■ Assigned task: Copy every line in the listing that contains "newValue".

*** Begin section ***

Issue #218, opened 2018-10-27
Enhance experience with bad connection


Tbaut:
When the connection drops, to 0/1 peer:
- accounts balance doesn't show (even an outdated one would be great)

When the client isn't connected at all (ws connection drops)
- Fether turns totally white and can't be used. Not that it'd be really useful, but being able to see the accounts, the account balances would be great.

Tbaut:
partly solved, I'll close

PR #326, opened 2018-12-27
fix: Fixes #320. Memoize form field values in state to prevent reseting on sync

### LINKED ISSUE #320: Sync causes Send form fields reset
When the node sync's it resets the form fields that the user has entered on both Send Ether and Send THIBCoin pages. See screen recording below. In the recording I was tethering internet from a mobile device

Screen video: https://drive.google.com/open?id=1S65U7TWEnpXfjhOzLZYFwBo2FEfKwRu6

ltfschoen:
* Uses `parse` property of the react-final-form Field for the `amount`, `gasPrice`, and `to` input fields, which is passed the current input field value and returns the value to be shown on the form, but we use it to backup/store the current value of the form in the component's state, and just return the current input value back again. We use these stored values when form initialises so `initialValues` correspond to the values stored in the state, which prevents all the form input field values disappearing and causing the user to have to re-enter them all again if syncing or bad connectivity occurs after they have entered values but not yet finished sending the transaction.

Refer to below video showing how the form field values aren't reset when a sync occurs
https://drive.google.com/open?id=14APiLMK6zDoUjCS2DST6VkHtOAmbTrw8

Relates to #218

### DIFF
--- a/packages/fether-react/src/Send/TxForm/TxForm.js
+++ b/packages/fether-react/src/Send/TxForm/TxForm.js
@@ -89,9 +89,11 @@ class Send extends Component {
       form: { amount, gasPrice, to }
     } = this.state;
 
-    this.setState({ form: { amount: fieldValue, gasPrice, to } });
+    const newValue = fieldValue || amount;
 
-    return fieldValue || amount;
+    this.setState({ form: { amount: newValue, gasPrice, to } });
+
+    return newValue;
   };
 
   onChangeGasPrice = fieldValue => {
@@ -99,7 +101,9 @@ class Send extends Component {
       form: { amount, gasPrice, to }
     } = this.state;
 
-    this.setState({ form: { amount, gasPrice: fieldValue, to } });
+    const newValue = fieldValue || gasPrice;
+
+    this.setState({ form: { amount, gasPrice: newValue, to } });
 
     return fieldValue || gasPrice;
   };
@@ -109,9 +113,11 @@ class Send extends Component {
       form: { amount, gasPrice, to }
     } = this.state;
 
-    this.setState({ form: { amount, gasPrice, to: fieldValue } });
+    const newValue = fieldValue || to;
 
-    return fieldValue || to;
+    this.setState({ form: { amount, gasPrice, to: newValue } });
+
+    return newValue;
   };
 
   recalculateMax = (args, state, { changeValue }) => {
--- a/packages/fether-react/src/Send/TxForm/TxForm.js
+++ b/packages/fether-react/src/Send/TxForm/TxForm.js
@@ -39,9 +39,9 @@ class Send extends Component {
   state = {
     maxSelected: false,
     form: {
-      amount: null,
+      amount: '',
       gasPrice: '4',
-      to: null
+      to: ''
     }
   };
 
@@ -89,11 +89,9 @@ class Send extends Component {
       form: { amount, gasPrice, to }
     } = this.state;
 
-    const newValue = fieldValue || amount;
+    this.setState({ form: { amount: fieldValue, gasPrice, to } });
 
-    this.setState({ form: { amount: newValue, gasPrice, to } });
-
-    return newValue;
+    return fieldValue;
   };
 
   onChangeGasPrice = fieldValue => {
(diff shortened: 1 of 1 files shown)


amaurymartiny:
@ltfschoen Did you find a way to manually reproduce the syncing behavior, so that we can test it?

ltfschoen:
@amaurymartiny I'll see if I can try to replicate the syncing behaviour with a test

ltfschoen:
@amaurymartiny Initially I thought I'd be best to actually write a unit test, but I couldn't get mocking to work https://github.com/paritytech/fether/compare/luke-320-sync-reset-send-form-fields-tests?expand=1.

So instead of writing a unit test I decided to just simulated it in the code. I changed the componentDidUpdate in RequireHealthOverlay.js as follows which triggers the overlay to switch on/off every 10 seconds. Then I found that each time the visibility changed it was re-mounting the TxForm.js component (which should have been obvious if I had looked closer at the render method of RequireHealthOverlay.js which doesn't render `{this.props.children}` when the this.state.visibility is false.
```
  componentDidUpdate () {
    const visible = this.state.visible;

    setTimeout(() => {
      this.setState({ visible: !visible });
    }, 10000);
  }
```

So I think what needs to be done is to start from scratch and simply update RequireHealthOverlay.js so we always render  `{this.props.children}` but conditionally render the health overlay alert when visibility equals true (using CSS so the overlay floats over the children)

amaurymartiny:
@ltfschoen Yes, let RequireHealthOverlay always render children is a good idea, I agree that this PR should be redone to make it that way. It will solve the original problem more cleanly.

Btw, initially, it was an overlay (as in a layer on top of other components), but changed in #216. If you want to see the old CSS, look at https://github.com/paritytech/fether/pull/216/files#diff-e6912b69f6175ae14cf8eeb2923a231bL38

ltfschoen:
> @ltfschoen Yes, let RequireHealthOverlay always render children is a good idea, I agree that this PR should be redone to make it that way. It will solve the original problem more cleanly.
> 
> Btw, initially, it was a real overlay (as in a layer on top of other components), but changed in #216 (cc @axelchalon was there a technical reason for that? I can't remember now). If you want to see the old CSS, look at https://github.com/paritytech/fether/pull/216/files#diff-e6912b69f6175ae14cf8eeb2923a231bL38
> 
> Edit: We could make RequireHealthOverlay a SUI Modal that takes all screen, to avoid custom CSS.

Yes, I think it should comprise:
* RequireHealthOverlay should always render `this.props.children` (so it doesn't re-mount child components cause input field values to reset) and when `this.props.visibility` is `true` then it should display a SUI modal (for example here's a draft "custom CSS" example) https://github.com/paritytech/fether/compare/luke-320-sync-reset-send-form-fields-alternative?expand=1

screen shot 2019-01-03 at 9 41 15 pm

* Separate PR to incorporate use styled-components https://github.com/paritytech/fether/issues/158

I'm more in favour of non- full screen modal, I prefer just a small modal in the middle to get the message across to the user, but allows the user can still continue modifying input fields values whilst they're waiting for the syncing or bad connection or whatever to restore. Otherwise they lose time having to wait for the full screen modal to disappear.

amaurymartiny:
> Even if it's a bad connection, Parity's downloading, or there's no internet, or there's no peers, or it's syncing, ... i think the user shouldn't be interrupted from entering values into the input fields, nor from clicking the "Send" button

@ltfschoen After some very long discussions between a lot of disagreeing people (in the Fether riot channel, surely in some issues and prs too), we decided that:
- We show a full modal on all screens that read/write blockchain state: tokens balances, send tx etc.
- We don't show a modal on other screens (account management), only a green/yellow/red button as you described.

Let's not revive that debate anymore :)

axelchalon:
> Btw, initially, it was a real overlay (as in a layer on top of other components), but changed in #216 (cc @axelchalon was there a technical reason for that? I can't remember now).

IIRC yes, but I can't remember why exactly. It might be that if we render some components (light.js-decorated components?) without `api` being set (e.g. during initial download / launch), then it errors out. 

https://github.com/paritytech/fether/blob/3eb3ebf2f1d643bd0fed377505131adfa2099b8c/packages/fether-react/src/App/App.js#L63-L64

amaurymartiny:
@axelchalon Ah, I think you're right.

@ltfschoen @ltfschoen I still propose to go for an overlay as proposed by Luke. If the overlay makes the app break in App.js, we can for example add a prop `mountChildren={true/false}` in RequireHealthOverlay.

ltfschoen:
Replaced by this PR that builds a solution based on a SUI modal https://github.com/paritytech/fether/pull/355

*** End section ***

■ Reply:
+    const newValue = fieldValue || amount;
+    this.setState({ form: { amount: newValue, gasPrice, to } });
+    return newValue;
+    const newValue = fieldValue || gasPrice;
+    this.setState({ form: { amount, gasPrice: newValue, to } });
+    const newValue = fieldValue || to;
+    this.setState({ form: { amount, gasPrice, to: newValue } });
+    return newValue;
-    const newValue = fieldValue || amount;
-    this.setState({ form: { amount: newValue, gasPrice, to } });
-    return newValue;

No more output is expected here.